• **Exercise prompt**:
Transcribe the data exactly.

• **Stored data entries**:
PR #1574, opened 2023-01-02
Fix returning S3 credentials from /api/transcode

leszko:
Redact S3 credentials while calling `/api/transcode`.

### DIFF
--- a/packages/api/src/controllers/transcode.ts
+++ b/packages/api/src/controllers/transcode.ts
@@ -1,7 +1,11 @@
 import { authorizer, validatePost } from "../middleware";
 import { Router } from "express";
 import { TranscodePayload } from "../schema/types";
-import { toObjectStoreUrl, ObjectStoreStorage } from "./helpers";
+import {
+  toObjectStoreUrl,
+  ObjectStoreStorage,
+  taskWithoutCredentials,
+} from "./helpers";
 import { ensureQueueCapacity } from "../task/scheduler";
 
 const app = Router();
@@ -44,7 +48,7 @@ app.post(
       null,
       req.user.id
     );
-    res.json(task);
+    res.json(taskWithoutCredentials(task));
   }
 );
 
--- a/packages/api/src/controllers/helpers.ts
+++ b/packages/api/src/controllers/helpers.ts
@@ -12,7 +12,8 @@ import { S3StoreOptions as TusS3Opts } from "tus-node-server";
 import { getSignedUrl } from "@aws-sdk/s3-request-presigner";
 
 import { db } from "../store";
-import { ObjectStore } from "../schema/types";
+import { WithID } from "../store/types";
+import { ObjectStore, Task } from "../schema/types";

• **Solution for this problem**:
PR #1574, opened 2023-01-02
Fix returning S3 credentials from /api/transcode

leszko:
Redact S3 credentials while calling `/api/transcode`.

### DIFF
--- a/packages/api/src/controllers/transcode.ts
+++ b/packages/api/src/controllers/transcode.ts
@@ -1,7 +1,11 @@
 import { authorizer, validatePost } from "../middleware";
 import { Router } from "express";
 import { TranscodePayload } from "../schema/types";
-import { toObjectStoreUrl, ObjectStoreStorage } from "./helpers";
+import {
+  toObjectStoreUrl,
+  ObjectStoreStorage,
+  taskWithoutCredentials,
+} from "./helpers";
 import { ensureQueueCapacity } from "../task/scheduler";
 
 const app = Router();
@@ -44,7 +48,7 @@ app.post(
       null,
       req.user.id
     );
-    res.json(task);
+    res.json(taskWithoutCredentials(task));
   }
 );
 
--- a/packages/api/src/controllers/helpers.ts
+++ b/packages/api/src/controllers/helpers.ts
@@ -12,7 +12,8 @@ import { S3StoreOptions as TusS3Opts } from "tus-node-server";
 import { getSignedUrl } from "@aws-sdk/s3-request-presigner";
 
 import { db } from "../store";
-import { ObjectStore } from "../schema/types";
+import { WithID } from "../store/types";
+import { ObjectStore, Task } from "../schema/types";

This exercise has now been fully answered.